Parce qu’il concentre trois atouts :

  1. Ingrédients simples (œuf, lait, rhum, vanille).
  2. Contraste croûte caramélisée – cœur fondant.
  3. Format nomade idéal pour le tourisme urbain.
    En outre, la Confiserie Baillardran a exporté l’icône dans 11 pays. En 2023, 53 % des ventes se réalisent hors Nouvelle-Aquitaine, preuve de l’attractivité mondiale.

Ce que j’observe au quotidien

Au Marché des Capucins, je croise à 7 h du matin les mêmes figures : Carmen, maraîchère à Pujols, qui écoule ses tomates anciennes en 30 minutes, et Moussa le poissonnier, dont les seiches partent avant 9 h. Cette routine prouve que la matière première reste la clé, malgré les QR codes et les néons design. J’ai goûté récemment un tostada d’alose confite chez Points Communs ; la salsa bordelaise mêlait piment d’Espelette et verjus, clin d’œil médiéval oublié. Ce mélange héritage-innovation m’enthousiasme : les chefs n’ont plus peur de dialoguer avec l’histoire.

Sur place, plusieurs acteurs plaident pour un meilleur maillage entre vignerons et cuisiniers. La startup Swine & Dine organise depuis mai 2024 des dîners vignerons « zéro kilomètre » sur des péniches électro-solaires, thématique que notre rubrique œnotourisme suit déjà.

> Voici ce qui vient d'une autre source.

Issue #205, opened 2019-09-12
Travis - Not all tests are executed


zrzka:
`.travis.yml` does contain following lines:

```bash
cargo fmt -- --check
cargo test -- --nocapture --test-threads 1
```

But these commands check formatting / test the `crossterm` crate only. An example - modify `crossterm_terminal/examples/terminal.rs` (make it not compilable) and then run `cargo test -- --nocapture --test-threads 1`. It passes. Same applies to formatting, etc.

zrzka:
```bash
warning: output filename collision.
The example target `terminal` in package `crossterm_terminal v0.2.5 (/Users/robertvojta/Projects/personal/crossterm/crossterm_terminal)` has the same output filename as the example target `terminal` in package `crossterm v0.10.1 (/Users/robertvojta/Projects/personal/crossterm)`.
Colliding filename is: /Users/robertvojta/Projects/personal/crossterm/target/debug/examples/terminal.dSYM
The targets should have unique names.
Consider changing their names to be unique or compiling them separately.
This may become a hard error in the future; see <https://github.com/rust-lang/cargo/issues/6313>.
```

zrzka:
I saw that you did add GH Actions support, but here's my Travis CI change proposal anyway:

* Replace `rustup component add rustfmt-preview` with `rustup component add rustfmt`
* If `$TRAVIS_OS_NAME == "windows"` (just add `--all` to both)
  * `cargo fmt --all -- --check`
  * `cargo test --all -- --nocapture --test-threads 1`
* If `$TRAVIS_OS_NAME != "windows"` (add `--all` & `--exclude ...`)
  * `cargo fmt --all --exclude crossterm_winapi -- --check`
  * `cargo test --all --exclude crossterm_winapi -- --nocapture --test-threads 1`
* plus examples collisions (see above)
* plus remove `.travis.yml` files from nested folders

TimonPost:
I will take that and move it into GH actions. Travis is probably going to be disabled.

TimonPost:
https://github.com/TimonPost/crossterm/pull/215

PR #215, opened 2019-09-13
Update crossterm_test.yml

TimonPost:
#205

### DIFF
--- a/.github/workflows/crossterm_test.yml
+++ b/.github/workflows/crossterm_test.yml
@@ -1,49 +1,47 @@
 name: Crossterm Test
-on:
-  push:
-    branches:
-    - master
-  pull_request:
-    branches:
-    - master
+on: [push, pull_request]
 jobs:
   crossterm_rust:
     name: Running on ${{ matrix.os }}
+
     runs-on: ${{ matrix.os }}
+
     strategy:
       matrix:
         os: [ubuntu-latest, windows-2019, macOS-10.14]
         rust: [stable, nightly]
         include:
-          - os: ubuntu-latest, windows-2019, macOS-10.14
-            rust: 'stable'
-            components: 'rustfmt'
+          - rust: stable
+            can-fail: false
+          - rust: nightly
+            can-fail: true
     steps:
-    - uses: hecrj/setup-rust-action@master
-      with:
-        rust-version: ${{ matrix.rust }}
-        components: ${{ matrix.components || '' }}
-    - uses: actions/checkout@master
-    
-    - name: Debug Information
-      run: | 
-        cargo +stable fmt --version
-        rustup --version
-        rustc --version
-      
-    - name: Run Build
-      run: cargo build
-      
-    - name: Run fmt, tests windows
-      if: matrix.os == 'windows-2019'
-      run: |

La scène culinaire bordelaise vibre, évolue, se questionne. Demain, la saisonnalité stricte, la culture des algues en Gironde et la blockchain de traçabilité pourraient encore rebattre les cartes. Je vous invite à humer ces arômes de changement et à garder l’œil ouvert : la gastronomie de Bordeaux n’a pas fini de surprendre.